Tech Log
2026年3月17日 研究日志
今日主题:解析文献Integration of eQTL and a Single-Cell Atlas in the Human Eye Identifies Causal Genes for Age-Related Macular Degeneration
今日研究重点:了解该研究的目的及大致实验方法,探究数据类型及数据结构
研究个人笔记:此研究结合了批量测序和单核测序,样本量较大,研究方法描述详细,值得细读。
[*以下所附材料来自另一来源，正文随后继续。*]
PR #11, opened 2018-07-26
MAGECLOUD-2503: Cron-module batch DELETEs to prevent SQL lock wait timeouts

JacobBrownAustin:


JacobBrownAustin:
I did some benchmarks on this today.  Before the changes, 7-28 seconds for the DELETE queries.  In the prototype, with batching the deletes, the longest query one was 9.5 seconds.
That was with 775064 records in cron_schedule.

akaplya:
reason for wait locks is another (2nd) transaction (which obviously locks rows request by 1st) not the number of rows in a table.

kandy:
We decided to introduce with "Read Commited" transaction mode  for cron operations

PR #12, opened 2018-07-26
MAGECLOUD-2503: cron-module add index to speed up DELETEs

JacobBrownAustin:


JacobBrownAustin:
Just did some newer benchmarks on this.  On my test cloud environment with 264,055 rows in cron_schedule, before this index, DELETEs that don't delete anything take 204-232 ms.  After the index, they only take 0-2 ms.  :grin:

kandy:
Lets to add key on this fields (`job_code`, `status`, `scheduled_at`)

PR #13, opened 2018-07-26
MAGECLOUD-2503: cron-module add new table for trySetJobUniqueStatusAtomic()

JacobBrownAustin:


JacobBrownAustin:
I did some benchmarking on this today.  Before changes, trySetJobUniqueStatusAtomic() method takes between 25-5000 ms.  After all changes in my prototype, it takes between 0-2 ms.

单核测序是一种特殊的单细胞测序,其特点为只提取细胞核进行测序,优点为可以使用冷冻样本进行研究,并且通过核内RNA检测,可捕获更多未成熟的转录(lncRNA)。
数据可用性:该研究进行了bulk RNA测序和单核测序,提供了分析结果和处理后的测序数据,两种测序方法分为两个GEO数据集储存
GSE135092(批量测序) https://www.ncbi.nlm.nih.gov/geo/query/acc.cgi?acc=GSE135092
GSE135133(单核测序)https://www.ncbi.nlm.nih.gov/geo/query/acc.cgi?acc=GSE135133
分析用代码存档:
↓ GSE135092(将计数数据整合为计数矩阵)
# ----Library----
library(here)
library(ggplot2)
library(ggrepel)
library(readr)
library(dplyr)
library(limma)
library(purrr)
# ----Data----
# The list of all .tsv.gz files
files <- list.files(here("Dataset","GSE135092","GSE135092_RAW"), pattern = "\\.tsv\\.gz$", full.names = TRUE)
# read function
read_one <- function(path) {
df <- read_tsv(
path,
skip = 4, # skip annotation and original names
col_names = c("ID_REF", "VALUE", "count"), # force use same name
show_col_types = FALSE
)
df
}
df_list <- map(files, read_one)
#df_list <- map(files, ~ read_tsv(.x, skip = 3, show_col_types = FALSE))
# Table annotation:
# ID_REF=ID in platform
# VALUE=Size-factor-adjusted RPKM (nRPKM)
# count=Number of reads uniquely aligning to gene model
sample_names <- gsub(".tsv.gz", "", basename(files))
# Keep Gene & nRPKM
df_list <- map2(df_list, sample_names, ~ .x %>%
dplyr::select(ID_REF, VALUE) %>%
dplyr::rename(Gene = ID_REF, !!.y := VALUE))
merged <- reduce(df_list, full_join, by = "Gene")
merged <- as.data.frame(merged)
rownames(merged) <- merged$Gene
merged$Gene <- NULL
↓ GSE135133 (读取单核数据并使用Seurat包进行单细胞数据处理流程)
# ----Library----
library(here)
library(ggplot2)
library(ggrepel)
library(readr)
library(dplyr)
library(Seurat)
library(purrr)
# ---- Data ----
read_one_gsm <- function(file) {
mat <- read.delim(file, row.names = 1, check.names = FALSE)
CreateSeuratObject(counts = mat, project = basename(file))
}
files <- list.files(here("Dataset","GSE135133","GSE135133_RAW"), pattern = "txt.gz$", full.names = TRUE)
objs <- lapply(files, read_one_gsm)
obj <- merge(objs[[1]], objs[-1])
clusters <- read.table(here("Dataset","GSE135133","GSE135133_clusterAssignments.txt.gz"),
header = TRUE, sep = "\t", stringsAsFactors = FALSE)
# ---- Single cell data processing workflow ----
obj <- NormalizeData(obj)
obj <- FindVariableFeatures(obj)
obj <- ScaleData(obj)
obj <- RunPCA(obj)
obj <- RunUMAP(obj, dims = 1:30)
Reference
Orozco, L. D., Chen, H. H., Cox, C., Katschke, K. J., Arceo, R., Espiritu, C., Caplazi, P., Nghiem, S. S., Chen, Y. J., Modrusan, Z., Dressen, A., Goldstein, L. D., Clarke, C., Bhangale, T., Yaspan, B., Jeanne, M., Townsend, M. J., van Lookeren Campagne, M., & Hackney, J. A. (2020). Integration of eQTL and a Single-Cell Atlas in the Human Eye Identifies Causal Genes for Age-Related Macular Degeneration. Cell Reports, 30(4), 1246-1259.e6. https://doi.org/10.1016/j.celrep.2019.12.082
备注:不愧是发在Cell Report上的文章,内容充足,研究方法全面,描述也非常详尽。一天根本不足以理解和复现,之后还会接着对其进行研究的。